# Nikon 50mm f/1.8 AF-D vs. Nikon 50mm f/1.8 Series E



## epp_b (Oct 13, 2008)

So, I bought a 50mm f/1.8 Series E lens a few months ago for making low light photos.  It is a great, sharp, sturdy little lens.  The only problem I have with it is that it produces an undesirable and distracting out-of-focus blur.

Here are some examples of what I mean:





















As you can see, any reflections or light sources in the background have a distracting outline around the blur circle.

How does this compare to the newest 50mm f/1.8 AF-D from Nikon?  Can someone post some samples displaying the out-of-focus blur characteristic?


----------



## shivaswrath (Oct 13, 2008)

I think that blur might be you?  You're manual focusing this correct - the Nikor 50 1.8 doesn't meter or focus on the D40, so that might be the issue (user control). . .I have been dying to get a 50mm prime, but since I have a D40x, I have stayed away for the MF and lack of metering reasons until recently, when Nikon released the Nikkor 50mm 1.4 G AF-S (though it hasn't shipped yet, sigh). . .


----------



## epp_b (Oct 13, 2008)

> I think that blur might be you?


OK, I'll bite.  Exactly what can I do to change the out-of-focus blur?  Is out-of-focus blur not a static property of a lens?


----------



## Craddosk (Oct 13, 2008)

The blur is a issue with the aperture your shooting with. To get more depth of field (more things in detail) shoot at an aperture between f4 and f11.  As well, the 50mm 1.8 WILL meter automatically with the D40, it will NOT autofocus.


----------



## Steph (Oct 13, 2008)

epp_b said:


> OK, I'll bite.  Exactly what can I do to change the out-of-focus blur?  Is out-of-focus blur not a static property of a lens?



The look of the out of focus areas (also called bokeh) is a characteristic of the lens (shape of the aperture, number of aperture blades, lens design...). Unfortunately you cannot change it. Different lenses have different bokehs to suit different tastes. The 50mm f/1.8 AF-D might have a different bokeh but I don't know for sure. Maybe try searching Flickr for pictures taken with the 50mm f/1.8 AF-D to see if the bokeh is more to your liking.


----------



## epp_b (Oct 13, 2008)

> The blur is a issue with the aperture your shooting with.

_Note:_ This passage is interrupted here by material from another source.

PR #196, opened 2018-12-15
Documentation: Add link to the wiki

fabienjuif:
Small change, I did this because this is not natural to look at wiki tab for me in github projects.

To get more depth of field (more things in detail) shoot at an aperture between f4 and f11


Yes, I know how DOF works and how _much_ of a subject will be in and out of focus, but that has nothing to do with what the blur looks like.



> As well, the 50mm 1.8 WILL meter automatically with the D40, it will NOT autofocus.


The AF-D, yes, I know.


----------



## dylj (Oct 13, 2008)

Stopping down the lens should change the shape of the bokeh effects. Wide open, most (all?) lenses make the circular points of light, while stopping down gives you some sort of polygon, depending on the number of aperture blades.

I have the 50 1.8D and I like it just fine.


----------



## shivaswrath (Oct 13, 2008)

I think the OP knows that the blur is bokeh - the whole point of a fast prime.  

The bokeh doesn't look right though, am I not seeing this correctly (maybe the OP and I are going blind, lol?!)


----------



## epp_b (Oct 13, 2008)

> I think the OP knows that the blur is bokeh - the whole point of a fast prime.


Exactly: I bought an f/1.8 so I could use it at f/1.8, not f/5.6.


----------



## dylj (Oct 14, 2008)

epp_b said:


> Exactly: I bought an f/1.8 so I could use it at f/1.8, not f/5.6.



You would be hard pressed to find a 50mm 5.6.

Stop down to f/2.


----------



## potownrob (Oct 14, 2008)

I would try stopping down to f/2.8 or f/4 (if possible) to calm the blur.


----------



## Garbz (Oct 18, 2008)

epp_b said:


> Exactly: I bought an f/1.8 so I could use it at f/1.8, not f/5.6.



Yep unfortunately you'll end up with just the problems you are having. Buying any lens to use specifically wide open will really only get satisfactory results if you sell your kidneys for it.

The Nikkor AF D f/1.8 does have the same problem, although it is less pronounced. That said you won't like the shots anywhere near as much as the E series due to the horrid loss of contrast when shooting wide open. This is a must try before you buy thing. Also the quality of the bokeh changes depending on where on the frame it is.

If out of focus bokeh quality is very important to you I suggest you have a look at the Nikkor AF D f/1.4 and then use it at f/1.8 (despite how much you hate to do it), as that will probably give you the best results.


----------



## epp_b (Oct 18, 2008)

> If out of focus bokeh quality is very important to you I suggest you have a look at the Nikkor AF D f/1.4 and then use it at f/1.8 (despite how much you hate to do it), as that will probably give you the best results.


No, using an f/1.4 at f/1.8 is fine, but it would be silly at f/8 or something.  I will try my Series E at f/2 next time.


----------



## Garbz (Oct 18, 2008)

Hahah yes I totally agree.


----------



## jstuedle (Oct 21, 2008)

One thing not mentioned above, the series E was a bargain basement line for Nikon when AI-S glass was king. The lens barrel was significantly less durable and coating was not as good. Some of what you are experiencing may be due to misalignment of the elements and cheaper coating. You may want to file this info in the "for what it's worth" category.


----------